Strategies to better support students at risk of disengaging from the education and training system are highlighted, including developing and expanding alternative education settings across Victoria and providing young people with intensive, case management support.

The submission advocates for funding approaches to arrest the increasing inequality of access and outcomes occurring in the Victorian education system, as well as the rising costs of education. The importance of data collection and tracking of student outcomes, particularly outcomes for students facing disadvantage, is also discussed.

Schools Funding Review Submission

The VCOSS submission to the Schools Funding Review examines the role of school funding arrangements to support children and young people who face barriers to participation and makes a number of recommendations for improving the funding system. It considers the recommendations of the 2011 Gonski Review along with Victoria’s current school funding system, the Student Resource Package. Broader issues are also considered around the costs of education, which are restricting children and young people experiencing disadvantage from fully participating in schooling.

The submission advocates that a greater proportion of school funding is allocated towards the equity-based funding component to help remove the discrepancies that exist between advantaged and disadvantaged students. It highlights the importance of targeting equity funding towards the most disadvantaged students and schools where it will have the most benefit. This includes better recognising the impacts of concentrated disadvantage within a school and factoring this into the funding model.

The submission discusses a number of improvements to the school funding model to better support students experiencing disadvantage. This includes ensuring that funding follows students regardless of where they are located within the education system; recognising alternative education as a legitimate education pathway for young people and funding it equitably;  providing greater support and stronger accountability mechanisms for schools to encourage the retention of students and help prevent early school leaving; and increasing the transparency and accountability of how school funding is distributed and used, in particular how equity funding is used to support disadvantaged students.

VCOSS and its members are also increasingly concerned about the rising costs of education and the adverse effects it has on life outcomes for students facing disadvantage. The submission advocates that no student should be educationally disadvantaged due to the cost of education.  Key approaches to achieving this include requiring the Department of Education and Training (DET) to monitor and track the actual costs associated with providing ‘free instruction’ and provide greater support to disadvantaged families to meet these costs; provide schools with greater guidance and support about how to assist disadvantaged families; and monitor and enforce that every government school has a financial hardship policy and a parent payment policy that complies with DET’s requirements.

Together these submissions highlight the importance of ensuring all children, young people and adult learners have equal opportunities through education to maximise their life chances.

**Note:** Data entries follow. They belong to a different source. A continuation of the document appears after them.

PR #9, opened 2026-03-23
Add Markpub content parser

pfefferle:
## Proposed changes:
* Add Markpub parser (`at.markpub.markdown`) that walks Gutenberg blocks via `parse_blocks()` and converts each to GFM markdown.
* Register Markpub as the default content parser via the `atmosphere_content_parser` filter.
* Add tests for all supported block types and filter integration.

Stacked on #8. Merge that first.

### Other information:

## Testing instructions:

* Verify `?atproto` preview on a published post returns valid JSON with a `content` field containing `at.markpub.markdown` data.
* Verify block content converts to markdown correctly (headings, links, images, lists, code blocks).
* Verify classic editor content falls back to inline HTML-to-markdown conversion.
* Verify `atmosphere_content_parser` filter with `__return_null` disables the content field.
* Run `npm run env-test` — all tests pass.

### Changelog entry

<details>

#### Significance

-   [ ] Patch
-   [x] Minor
-   [ ] Major

#### Type

#### Message

Add rich content support for standard.site documents using the Markpub format.

</details>


includes/content-parser/class-markpub.php
```diff
@@ -0,0 +1,377 @@
...
+		return 'at.markpub.markdown';
+	}
+
+	/**
+	 * {@inheritDoc}
+	 *
+	 * @param string   $content Raw post content.
+	 * @param \WP_Post $post    The WordPress post object.
+	 */
+	public function parse( string $content, \WP_Post $post ): array { // phpcs:ignore VariableAnalysis.CodeAnalysis.VariableAnalysis.UnusedVariable
```
kraftbj: Small nit — the `phpcs:ignore` rule name here doesn't quite match what would actually fire. `VariableAnalysis.CodeAnalysis.VariableAnalysis.UnusedVariable` targets variables, but `$post` is an unused *parameter* (required by the `Content_Parser` interface contract), so the matching sniff would be `Generic.CodeAnalysis.UnusedFunctionParameter`. Even nicer might be a short comment explaining that `$post` is required by the interface but this implementation doesn't need it — saves future readers from wondering why it's declared but unused.

includes/content-parser/class-markpub.php
```diff
@@ -0,0 +1,377 @@
...
+		$markdown = \apply_filters( 'atmosphere_html_to_markdown', $markdown, $content );
+
+		return array(
+			'$type'      => 'at.markpub.markdown',
+			'text'       => array(
+				'$type'    => 'at.markpub.text',
+				'markdown' => $markdown,
+			),
+			'flavor'     => 'gfm',
+			'extensions' => array( 'strikethrough', 'table' ),
```
kraftbj: I noticed `'table'` is advertised in `extensions`, but `core/table` isn't in the `match` above — it falls through to `fallback()` and ends up stripped by `wp_strip_all_tags()`. It might be worth either dropping `'table'` from this list until a table handler lands, or adding a minimal table transform so the advertised capability matches what the parser actually emits. Happy either way.

includes/content-parser/class-markpub.php
```diff
@@ -0,0 +1,377 @@
...
+		);
```
kraftbj, line 73: One thing to consider here: when every block returns `null` (e.g. a post of only `core/spacer` blocks) or when the inline conversions produce an empty string, this still returns a fully-formed record with `markdown => ''`. Downstream the Publisher would ship an empty content body to the PDS with no signal to the user. Would it make sense to return `null` (or an equivalent sentinel) when the trimmed markdown is empty but `$content` had non-trivial length, so `Document` can omit the `content` field? The test update at `tests/phpunit/tests/transformer/class-test-document.php` looks like it's already prepared to handle a null parser result.

kraftbj (commented):
Thanks for this — the parser structure is clean and the namespaced-prefix conventions look good throughout. Left a few inline notes on some edge cases I spotted while reading; none of them block the overall approach.

includes/content-parser/class-markpub.php
```diff
@@ -0,0 +1,377 @@
...
+
+		$md = '![' . $alt . '](' . $src . ')';
+
+		// Check for a caption in figcaption.
+		$caption_proc = new \WP_HTML_Tag_Processor( $html );
+		if ( $caption_proc->next_tag( 'FIGCAPTION' ) ) {
+			$caption = \wp_strip_all_tags(
+				\preg_replace( '#.*<figcaption[^>]*>#si', '', $html )
+			);
+			$caption = \trim( \preg_replace( '#</figcaption>.*#si', '', $caption ) );
```
kraftbj: Nice use of `WP_HTML_Tag_Processor` to detect the figcaption. One edge case worth flagging: because `wp_strip_all_tags()` on line 161 runs before the `</figcaption>.*` strip on line 164, the closing-tag marker is removed first — so any sibling content after the figcaption (e.g. a trailing `<p>` inside the same `<figure>`, or text nodes) gets concatenated into the caption text.

Swapping the order should handle it:

```php
$caption = \preg_replace( '#.*<figcaption[^>]*>#si', '', $html );
$caption = \preg_replace( '#</figcaption>.*#si', '', $caption );
$caption = \trim( \wp_strip_all_tags( $caption ) );
```

includes/content-parser/class-markpub.php
```diff
@@ -0,0 +1,377 @@
...
+		$md = \preg_replace( '#<(?:em|i)>(.*?)</(?:em|i)>#si', '*$1*', $md );
+
+		// Strikethrough.
+		$md = \preg_replace( '#<(?:s|del|strike)>(.*?)</(?:s|del|strike)>#si', '~~$1~~', $md );
+
+		// Inline code.
+		$md = \preg_replace( '#<code>(.*?)</code>#si', '`$1`', $md );
+
+		// Line breaks.
+		$md = \preg_replace( '#<br\s*/?\s*>#si', "  \n", $md );
```
kraftbj: Something to keep in mind for this run of `preg_replace()` calls (and the two in `image()` on lines 162/164): `preg_replace` returns `null` on PCRE failure, which the lazy `(.*?)` patterns here can trigger on very large or deeply nested inputs via backtrack/recursion limits. Once `$md` becomes `null`, each subsequent `preg_replace` emits a deprecation on PHP 8.2+ but still continues, and `\trim( null )` / `\wp_strip_all_tags( null )` quietly return `''` — so a single pathological input could erase the whole post body with no signal.

A light-touch guard — capturing the return and falling back to the prior `$md` (optionally with a `wp_trigger_error`) when it's `null` — would keep the failure visible. Happy to help sketch it out if useful.

pfefferle:
Thanks for the review! All five points addressed in 8991043:

**L36 `phpcs:ignore` rule + `$post` comment** — both `Generic.CodeAnalysis.UnusedFunctionParameter` and `VariableAnalysis.CodeAnalysis.VariableAnalysis.UnusedVariable` actually fire on this parameter, so the ignore now lists both. Added a docblock note explaining that `$post` is required by the `Content_Parser` contract even though Markpub doesn't use it.

**L65 advertised `table` extension** — dropped from the `extensions` array. No `core/table` handler yet; the advertised capability should match what's actually emitted. Can re-add when a table transform lands.

**L66 empty-markdown null sentinel** — widened `Content_Parser::parse` return type to `?array`. Markpub returns `null` when the trimmed markdown is empty; `Document::get_content` bails early on null and skips the `atmosphere_document_content` filter (keeping callbacks' `array $content` signature honest). New tests cover a post of only `core/spacer` blocks, literal empty post content, and the Document-side null-handling path (asserting the filter is not invoked).

**L164 figcaption sibling-bleed** — took your suggested order swap: `preg_replace` the surrounding figcaption markers first, then `wp_strip_all_tags`. Added a regression test with a trailing `<p>` inside the same `<figure>`; without the fix it fails with `"Real captionShould not appear in caption"` concatenated.

**L367 preg_replace PCRE guard** — added `safe_replace` / `safe_replace_callback` helpers that fall back to the unchanged subject and `wp_trigger_error` when `preg_replace` returns `null`. Applied to all inline conversions and the figcaption chain. Didn't TDD this one directly — reliably tripping PCRE limits in a unit test is awkward — but the new call sites are uniform and the helper is small enough to read at a glance.

kraftbj (dismissed):

kraftbj (dismissed):

pfefferle:
@kraftbj we should maybe find a more generic way, to also transform into the other standard.site content formats.

kraftbj:
Agreed — the single-parser filter and one-NSID-per-implementation shape will get awkward as soon as a second standard.site format lands. Filed #45 to nail down the interface before that happens (registry vs per-NSID filter vs canonical-IR projection — open for discussion).

For this PR, let's move forward with the current shape and iterate. Markpub is the only parser today, so the registry refactor doesn't block anything user-facing, and #45 keeps the design conversation in its own thread.

pfefferle:
Superseding this in favor of #112.

#112 generalizes the content-parser system into a selectable registry and migrates this Markpub parser (`at.markpub.markdown`) onto the new `Parser_Base`. The Markpub work from this branch is carried forward there — the parser, its tests, and the changelog entry — so this PR is fully absorbed. Closing to consolidate review on #112.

They also demonstrate how stronger collaboration between the education and community sectors can help Victoria’s vulnerable children, young people and adult learners access the holistic support they need to fulfil their potential.

[1] T  Bentley and C Cazaly, The shared work of learning: Lifting educational achievement through collaboration, Mitchell Institute research report No. 01/2015, Mitchell Institute for Health and Education Policy and the Centre for Strategic Education, Melbourne, 2015,

[2] D Gonski, K Boston, K Greiner, C Lawrence, B Scales and P Tannock, Review of Funding for Schooling: Final Report, Canberra, December 2011, p. 111.